SUNDAY, 19 MARCH 2006  
 
 

Shameful truth must be told

 
 

Some will say it is futile to continue chasing old men for crimes committed 60 years ago. This is a shallow and, it must be said, an inhuman view. Genocide does not disappear with the passage of the years. The six million dead have not merely drifted into oblivion. They are, as philosopher Claude Lanzmann once put it, the "presence of an absence". They are a multitude of dead souls who reproach us with their loss. They require us not merely to remember them, but to demand justice on their behalf. If we turn our backs on their appeal, we turn our backs on humanity, on pity, on decency.

Genocide, as Stringer says, is still with us. His files remind us what genocide means. It means the reduction of other human beings to the level of animals, the necessary prelude to their mechanised slaughter. If our enemies are wolves and hyenas, we may kill them with impunity. That deep human habit, of bestialising and demonising the other, has not gone away. It led the 12th Lithuanian Police Battalion to crowd naked women and children into the pits and butcher them like cattle. Pukas claimed, unconvincingly, to have not taken part in those massacres. His vivid description of the killing - the Jews "screamed like geese" -testifies eloquently against him.

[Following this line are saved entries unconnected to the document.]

PR #1266, opened 2026-07-27
[Bugfix #1264] A clean harness exit reruns fresh instead of killing the session

### LINKED ISSUE #1264: Regression (3.2.4): double Ctrl-C on an agent no longer restarts it fresh — classified as deliberate quit
## Problem

Since PR #1244 (shipped in v3.2.4), killing an agent with **Ctrl-C Ctrl-C no longer restarts it**. The intended UX for double Ctrl-C is *restart fresh* — it's how users recover a wedged agent. Instead the session now ends cleanly and stays dead, requiring a manual respawn.

## Root cause

PR #1244 (bugfix #1241) added exit classification so a deliberate quit (typing `exit` / `/quit`) stops auto-restarting the agent. The classifier is:

```ts
// shellper-protocol.ts:128
export function isDeliberateExit(exit) {
  if (exit.code !== 0) return false;
  return !exit.signal; // (null/undefined/''/'0')
}
```

The Claude CLI traps SIGINT and exits **code 0** on a double Ctrl-C — indistinguishable, at the exit-status level, from a typed quit. So the double-Ctrl-C path is now classified deliberate → no restart. The #1241 test matrix covered typed quits and crash exits but not the double-Ctrl-C recovery gesture.

## Expected behavior

- Typing `exit` / `/quit` in the agent → session ends cleanly, no restart (the #1241 fix — keep this).
- **Double Ctrl-C → agent restarts fresh** (pre-3.2.4 behavior — restore this).
- Crashes / signals / nonzero exits → auto-restart (unchanged).

## Implementation hint (not prescriptive)

Exit status alone can't discriminate the two gestures. One candidate: the shellper/PTY layer sees the raw input stream — recent `^C` (0x03) bytes in the input immediately preceding the exit could mark the exit as Ctrl-C-driven and therefore restartable. Another: check whether the Claude CLI distinguishes these cases in any observable way (exit code, stderr, tty state) before inventing input-sniffing. Verify against the real CLI, not assumptions.

## Notes

Regression is live in published v3.2.4 — fix likely warrants a fast-follow patch release.

waleedkadous:
> **Reworked 2026-07-27 after a spec correction from the architect** ([comment on #1264](https://github.com/cluesmith/codev/issues/1264#issuecomment-)). The first implementation discriminated `^C^C` from a typed quit by sniffing `0x03` in the shellper's input stream; it was reviewed (CMAP below) and one real defect fixed. The corrected spec makes that whole approach unnecessary. The branch was force-pushed to carry only the new design — the superseded commits (`ed10e2fc`…`3d525114`) remain reachable via the force-push record.

## Summary

Since v3.2.4, killing an agent with double Ctrl-C left it dead and needed a manual respawn. The fix is **not** to tell `^C^C` apart from a typed quit — the corrected framing is that **a clean harness exit should never kill the shellper at all**.

Fixes #1264

## Root Cause

#1241 made *any* clean exit end the session, reading a quit as a decision that must not be overridden. Probing the real CLI shows why discrimination was a dead end anyway — Claude CLI 2.1.220 under node-pty:

| Gesture | node-pty exit |
|---|---|
| `^C^C` | `{exitCode: 0, signal: 0}` |
| typed `/quit` | `{exitCode: 0, signal: 0}` |

Byte-identical. The corrected spec removes the need to distinguish them.

Scope note: `restartOnExit` is set **only** for architect sessions (`tower-instances.ts` ×2, `tower-terminals.ts` ×1), so this is the surface that actually died. Builders run the harness inside a bash loop and are **out of scope by architect decision** — tracked in #1267.

## Fix

- **Any clean exit** → shellper and session survive; harness reruns in the same PTY **without recovery** (no `--resume`; fresh conversation).
- **Unnatural exits** (crash, signal, nonzero) → unchanged, restart **with** recovery.
- **A session ends only via explicit kill** (afx / UI / `DELETE`).

| File | Change |
|---|---|
| `session-manager.ts` | Clean exit reruns via a caller-supplied `FreshLaunch` factory instead of ending the session; not counted as a restart. |
| `pty-session.ts` | Clean exit takes the restart-wait path (session survives), sharing an extracted `startRestartWait` with the crash path — differing only in the notice. |
| `tower-utils.ts` | `buildArchitectFreshLaunch` — mints a new conversation id, re-injects the role, **persists** the id to the architect row. |
| `tower-instances.ts` ×2, `tower-terminals.ts` ×1 | Wire the factory. |

Two things that are load-bearing rather than incidental:

**`FreshLaunch` is a factory, not a precomputed arg list.** Every clean exit is a genuinely new conversation and needs its own minted id. Reusing one set of args would make the second `^C^C` collide with the session id the first one just created.

**The new id is persisted.** Otherwise an unnatural exit *after* a clean rerun would resume the conversation the user just deliberately walked away from. All three wiring sites build the factory from `baseArgs`/`cmdParts`, never from the resolved args — those may already carry `--resume`, which would defeat the whole point.

### Design note: the fast-clean-exit valve (architect-approved, first-class)

Making clean-exit reruns unlimited is correct — quitting is a gesture, not a failure — but it removes a bound that **both** prior versions had (#1241 ended the session; pre-3.2.4 had `maxRestarts`). A harness misconfigured to exit 0 on startup would then respawn forever.

So: a clean exit within **2s of launch** is evidence of a broken command, not a human gesture — **5 consecutive** such exits give up. A real quit never trips it, and one fast exit followed by a healthy session resets the counter. Genuine gestures stay unlimited.

The give-up is **loud by design**: a new `session-gave-up` event carries a plain-language reason that Tower writes *into the terminal* (`PtySession.notice`) as well as the log, so a user with a misconfigured command sees why their pane went quiet instead of meeting a mystery dead session. This deliberately does **not** reuse `session-error`, which also fires for transient client errors that do not end the session — surfacing that as a teardown notice would lie.

**Known gap, not addressed here:** `maxRestarts` exhaustion has the identical silent-death UX and does not get this treatment. Out of scope for this fix; flagging it as a follow-up candidate rather than quietly widening the diff.

## Test Plan

**End-to-end** — real `SessionManager` → real shellper process → real `claude`, asserting on the argv actually relaunched:

| Gesture | Events | Relaunch argv | |
|---|---|---|---|
| `^C^C` | `fresh-restart`, session live, agent back up | new `--session-id`, **no `--resume`**, factory called 1× | PASS |
| SIGKILL | `restart#1`, session live, agent back up | **argv unchanged** (recovery preserved), factory called 0× | PASS |

**Unit** (replacing the #1241 matrix, which asserted the behavior this reverses):
- session survives a clean exit; no `session-clean-exit`
- relaunch carries no `--resume` and none of the old conversation id
- a **new** conversation per rerun, never reusing the first
- `restartCount` and crash-loop history untouched across repeated clean exits
- no-factory sessions (plain shells) still rerun, args unchanged
- crash and signal death restart with recovery, factory never consulted
- PtySession suppresses `exit` and awaits the rerun; bounded wait still tears down if none arrives
- the real-shellper `exit 0` case now asserts the fast-clean-exit valve, and still never applies `crashLoopFallback` (#1149)

**Full suite: 3759 passed, 0 failed, 48 skipped** (194 files); build green.

## CMAP on the superseded design (kept for the record)

gemini APPROVE · claude APPROVE · **codex REQUEST_CHANGES** — codex correctly found that Ctrl-D after a Ctrl-C would have restarted an EOF quit; fixed before the rework. Two approvals did not outvote one specific, reproducible finding. Re-CMAP on this diff is running.
- the fast-clean-exit valve: gives up after 5 immediate clean exits with a reason naming the behavior and saying respawning stopped; one healthy session resets the counter; real (slow) quits never trip it at 2× the threshold
- **freshLaunch survives `reconnectSession`** — a post-Tower-restart clean exit still relaunches fresh, driven through the real reconnect path over a real shellper socket (CMAP finding, see below)

## CMAP

**Round 1 (superseded `0x03` design)** — gemini APPROVE · claude APPROVE · **codex REQUEST_CHANGES**: Ctrl-D after a Ctrl-C would have restarted an EOF quit. Fixed before the rework.

**Round 2 (this design)** — gemini APPROVE · claude APPROVE · **codex REQUEST_CHANGES**:

> `reconnectSession()` accepts `restartOptions.freshLaunch` in its type, but never copies it into `session.options`.

Correct, and the most consequential finding in either round. A reconnected architect's args already carry `--resume`, so **after any Tower restart** (i.e. every `local-install`) a clean exit would have relaunched into the conversation the user just quit — the headline guarantee silently broken on the most common surface, with every fresh-path test still passing. Fixed in `4b7db2d6`, with the regression test codex noted was missing.

My first attempt at that test asserted on a hand-built object literal and never called `reconnectSession` — it would not have caught the bug it was written for. Rewritten against a real `ShellperProcess` over a real socket.

Two rounds, two APPROVEs each sitting alongside one specific reproducible codex finding, and both findings real.

**Incidental discovery while fixing it:** several pre-existing reconnect tests guard with `if (client)` and pass `Date.now()` as the process start time, which never matches the real one — so those test bodies silently never execute. Not touched here; worth its own issue.

### DIFF
--- a/codev/projects/bugfix-1264-regression-3-2-4-double-ctrl-c/status.yaml
+++ b/codev/projects/bugfix-1264-regression-3-2-4-double-ctrl-c/status.yaml
@@ -1,7 +1,7 @@
 id: bugfix-1264
 title: regression-3-2-4-double-ctrl-c
 protocol: bugfix
-phase: investigate
+phase: fix
 plan_phases: []
 current_plan_phase: null
 gates:
@@ -11,4 +11,4 @@ iteration: 1
 build_complete: false
 history: []
 started_at: '2026-07-27T00:49:40.123Z'
-updated_at: '2026-07-27T00:49:40.124Z'
+updated_at: '2026-07-27T00:56:30.983Z'
--- a/codev/projects/bugfix-1264-regression-3-2-4-double-ctrl-c/status.yaml
+++ b/codev/projects/bugfix-1264-regression-3-2-4-double-ctrl-c/status.yaml
@@ -1,0 +1,14 @@
+id: bugfix-1264
+title: regression-3-2-4-double-ctrl-c
+protocol: bugfix
+phase: investigate
+plan_phases: []
+current_plan_phase: null
+gates:
+  pr:
+    status: pending
+iteration: 1
+build_complete: false
+history: []
+started_at: '2026-07-27T00:49:40.123Z'
+updated_at: '2026-07-27T00:49:40.124Z'
--- a/codev/projects/bugfix-1264-regression-3-2-4-double-ctrl-c/status.yaml
+++ b/codev/projects/bugfix-1264-regression-3-2-4-double-ctrl-c/status.yaml
@@ -6,11 +6,12 @@ plan_phases: []
 current_plan_phase: null
 gates:
   pr:
-    status: pending
+    status: approved
     requested_at: '2026-07-27T01:14:29.680Z'
+    approved_at: '2026-07-27T07:20:57.861Z'
 iteration: 1
 build_complete: false
 history: []
 started_at: '2026-07-27T00:49:40.123Z'
-updated_at: '2026-07-27T01:14:29.680Z'
-pr_ready_for_human: true
+updated_at: '2026-07-27T07:20:57.862Z'
+pr_ready_for_human: false
--- a/codev/projects/bugfix-1264-regression-3-2-4-double-ctrl-c/status.yaml
+++ b/codev/projects/bugfix-1264-regression-3-2-4-double-ctrl-c/status.yaml
@@ -1,14 +1,16 @@
 id: bugfix-1264
 title: regression-3-2-4-double-ctrl-c
 protocol: bugfix
-phase: fix
+phase: pr
 plan_phases: []
 current_plan_phase: null
 gates:
   pr:
     status: pending
+    requested_at: '2026-07-27T01:14:29.680Z'
 iteration: 1
 build_complete: false
 history: []
 started_at: '2026-07-27T00:49:40.123Z'
-updated_at: '2026-07-27T00:56:30.983Z'
+updated_at: '2026-07-27T01:14:29.680Z'
+pr_ready_for_human: true
--- a/codev/state/bugfix-1264_thread.md
+++ b/codev/state/bugfix-1264_thread.md
@@ -1,0 +1,98 @@
+# bugfix-1264 — double Ctrl-C no longer restarts the agent (3.2.4 regression)
+
+> **Superseded design.** The first implementation discriminated `^C^C` from a typed quit by
+> sniffing `0x03` in the shellper's input stream. The architect corrected the spec on 2026-07-27:
+> the problem was never the discrimination, it's that a clean harness exit kills the shellper at
+> all. The branch was force-pushed to carry only the corrected design, so the superseded commits
+> (`ed10e2fc`…`3d525114`) are no longer on the branch — they remain reachable by SHA via the PR's
+> force-push record. Their reasoning is kept below, because the empirical findings are what justify
+> the corrected design.
+
+## Investigate
+
+**Empirical probes against the real Claude CLI (v2.1.220), node-pty, trusted cwd.**
+
+| Probe | Result |
+|---|---|
+| Double Ctrl-C in the REPL | `{exitCode: 0, signal: 0}` |
+| Typed `/quit` | `{exitCode: 0, signal: 0}` |
+| Generated builder launch loop under ^C^C | bash **survives**, prints "Press Enter to relaunch" |
+
+Exit status cannot discriminate the two gestures. (A first probe in a fresh temp cwd returned code 1
+— it hit the trust-folder prompt and never reached the REPL. Discarded.)
+
+**Why bash survives**: Claude puts the tty in raw mode (ISIG off), so `^C` is never turned into
+SIGINT — it arrives as a literal `0x03` byte. That is also why the shellper *could* see it.
+
+### Blast radius
+
+`restartOnExit: true` is passed **only** for architect sessions (`tower-instances.ts:597`, `:1092`).
+Builders and shells use `defaultSessionOptions()` and rely on the in-PTY bash loop.
+
+- **Architect terminal** — ^C^C → session dropped, row cleared, dead, needs `afx workspace start`.
+  The reported symptom.
+- **Builder terminal** — bash loop Enter-gates the relaunch. Not dead.
+
+## Superseded attempt (kept for the record)
+
+Tracked `0x03` in `ShellperProcess.handleData`, flagged the EXIT frame, `isDeliberateExit` treated a
+flagged exit as restartable. CMAP: gemini APPROVE, claude APPROVE, **codex REQUEST_CHANGES** — and
+codex was right: my clear-the-stamp rule fired only on printable input, so **Ctrl-D after Ctrl-C**
+would have restarted an EOF quit. Reproduced, then fixed by collapsing the rule to "the stamp
+survives iff the most recent input byte is 0x03" (simpler and strictly more correct, net −11 lines).
+
+Lesson worth keeping: two APPROVEs did not outvote one specific, reproducible finding.
+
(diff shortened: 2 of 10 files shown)


waleedkadous:
## CMAP review

| Model | Verdict |
|---|---|
| gemini | APPROVE — "no issues" |
| claude | APPROVE — "no issues" |
| codex | **REQUEST_CHANGES** — addressed in 3d525114 |

### Codex's finding — real, and worth the round trip

> In raw mode, a deliberate EOF exit (`Ctrl-D`, `0x04`) after using `Ctrl-C` to interrupt work within the 10s window will still be marked `ctrlC: true`.

Correct. My clear-the-stamp rule was "clears on printable input, CR, or LF", and `0x04` is none of those. Reproduced the rule in isolation before changing anything:

```
after ^C then ^D, ctrlC stamp set = true  -> exit would be flagged ctrlC and RESTART
```

The mistake was reasoning about *printability* when the actual question is *recency* — a quit gesture doesn't have to be printable.

### Fix

The rule collapses to its correct form: **the stamp survives iff the most recent input byte is `0x03`**.

```ts
private noteInput(payload: Buffer): void {
  if (payload.length === 0) return;
  this.lastCtrlCAt = payload[payload.length - 1] === CTRL_C_BYTE ? Date.now() : null;
}
```

Simpler *and* strictly more correct — the `isRealInput` helper and the `lastIndexOf`/`subarray` scan both disappear (net −11 lines). Every previously passing case still holds, because the post-chunk state only ever depended on the last byte anyway.

Added regression coverage for `^C`→`^D`, and for `^C` superseded by Ctrl-Z / Tab / bare Escape.

**Re-verified end-to-end after the change** (real SessionManager → real shellper → real `claude`): `^C^C` still restarts, `/quit` still ends cleanly. Full suite **3769 passed, 0 failed**.

### On the split verdict

Two APPROVEs with "no issues" didn't outvote one specific, reproducible finding — codex was the only reviewer that traced the byte-level rule against a gesture the tests didn't cover, which is the same class of gap (an uncovered recovery gesture) that let #1264 ship in the first place.

waleedkadous:
## CMAP round 2 (reworked design)

| Model | Verdict |
|---|---|
| gemini | APPROVE — "no issues" |
| claude | APPROVE — "no issues" |
| codex | **REQUEST_CHANGES** — addressed in `4b7db2d6` |

### Codex's finding — the most consequential of either round

> `reconnectSession()` accepts `restartOptions.freshLaunch` in its type, but never copies it into `session.options`.

Verified against the source: the reconnect path assembled `options` field-by-field and simply omitted the new one.

The impact is worse than the phrasing suggests. A reconnected architect's args **already carry `--resume`** (baked by the #832 restart resolution), so after *any* Tower restart — which is every `local-install` — a clean exit would have relaunched straight back into the conversation the user had just quit. That is the headline guarantee of this PR, silently broken on the most common surface in the system, while every fresh-path test stayed green.

Fixed, plus the regression test codex correctly noted was missing.

**My first attempt at that test was bad and I want it on the record:** it asserted on a hand-built object literal and never called `reconnectSession` at all — it would have passed against the buggy code. Rewritten to drive the real `reconnectSession` over a real `ShellperProcess` socket, then confirmed it fails without the one-line fix.

### Also in this commit — the architect's ruling on the fast-exit valve

Keep it, with the give-up made **loud**: a new `session-gave-up` event carries a plain-language reason that Tower writes into the terminal (`PtySession.notice`) as well as the log. Deliberately not `session-error`, which also fires for transient client errors that don't end the session. Valve test coverage added per the same ruling. Both are now first-class in the PR body's design notes rather than a footnote.

### Verification after the fixes

- E2E on the real stack: `^C^C` → new `--session-id`, no `--resume`, session live, agent back. SIGKILL → argv unchanged, recovery preserved.
- Full suite **3759 passed, 0 failed**, 48 skipped; build green.

### Incidental discovery

Several pre-existing reconnect tests guard with `if (client)` and pass `Date.now()` as the process start time, which never matches the real one — so those test bodies silently never execute. Untouched here; worth its own issue.

### Note on the split verdicts

Two rounds, and in both a pair of APPROVEs sat alongside a single specific, reproducible codex finding — both of which were real defects. Worth remembering when weighing a 2-1 CMAP.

A lack of witnesses prevented his case going to court. But if New Zealand had adopted the American model - of denaturalisation and deportation of immigrants who lied to the authorities - Pukas would have had to face at least a form of justice. Some will say the revelations should have been kept quiet to avoid embarrassment and trouble to his family. It is true that Pukas's children and grandchildren are victims in all this. A shocking wave of ugliness has broken over them, years after Pukas's death. They deserve, and they have, our sympathy. But it is also true that history demands that the truth about Pukas be told.

Politicians in nearly all countries have been reluctant to pursue alleged war criminals, and unwilling to prosecute them when they were found. Australia shut its special investigations unit prematurely for reasons of odious expediency and "unnecessary" expense. This meant that one well-founded case, against a former member of the Latvian Police battalion, was abandoned, and the man died untroubled by the authorities. But the issue refuses to go away. The Wiesenthal Centre's Operation Last Chance has revealed two promising Australian cases now the subject of extradition proceedings. And hundreds of other cases are under investigation around the world. Not all the old murderers have died, despite what many think. Not all hope for justice has died.

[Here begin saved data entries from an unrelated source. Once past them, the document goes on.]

PR #1302, opened 2026-07-30
Fix send-integration e2e flake: teardown budget asymmetry (10s afterAll vs 120s beforeAll)

waleedkadous:
## Problem

`send-integration.e2e.test.ts` fails intermittently in the Tower Integration Tests CI job with `Error: Hook timed out in 10000ms` — **after all 5 tests pass**. It has hit three PRs in two days (#1283, #1290, #1301) plus multiple earlier branches, each time requiring a manual rerun.

## Root cause

(Credit: the air-1288 builder's diagnosis on PR #1301.) The suite's `afterAll` declares an explicit `10_000`ms budget, overriding the config's 300s `hookTimeout`, while `beforeAll` in the same suite gets `120_000` — an unintentional asymmetry. The teardown performs two unbounded deactivate fetches, `stopServer`'s 2s SIGTERM wait, and three `rmSync` calls; on a loaded ubuntu runner that exceeds 10s.

## Fix

- Raise the `afterAll` budget to `120_000`, matching `beforeAll`.
- Bound the two deactivate fetches with `AbortSignal.timeout(10_000)` so a hung Tower can't consume the enlarged budget either — the teardown still completes and the existing `.catch(() => {})` handles the abort.

## Testing

Suite passes locally under the e2e config: 5/5 in 1.8s. No production code touched — one test file, +6/−3.

### DIFF
--- a/packages/codev/src/agent-farm/__tests__/send-integration.e2e.test.ts
+++ b/packages/codev/src/agent-farm/__tests__/send-integration.e2e.test.ts
@@ -254,12 +254,12 @@ describe('send integration (POST /api/send → /ws/messages)', () => {
     // Guard against setup failure — variables may be undefined
     if (workspaceA) {
       const encA = encodeWorkspacePath(workspaceA);
-      await fetch(`http://localhost:${TEST_TOWER_PORT}/api/workspaces/${encA}/deactivate`, { method: 'POST' }).catch(() => {});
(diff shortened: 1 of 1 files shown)


waleedkadous:
Additional evidence from PR #1301's branch (air-1288 builder's tally): the send-integration teardown failed **3 of 4 first-attempt CI runs** on that branch alone, passing on both re-runs. That hit rate is well past 'occasional flake' on loaded runners and supports the full fix (budget parity with beforeAll + bounded fetches) over a smaller bump.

Attorney-General Paul East seemed relieved when the Crown Law Office advised him in 1992 that no prosecutions could be brought. Amazingly, the office even claimed there was not "prima facie" evidence of guilt. Pukas's case is stuffed with such evidence. In the event, New Zealand missed the opportunity to do anything about the suspected murderers in our midst. That is a dreadful loss. Stringer, though, has shown us how serious the case was and why it should not be forgotten. For that, we are all in his debt.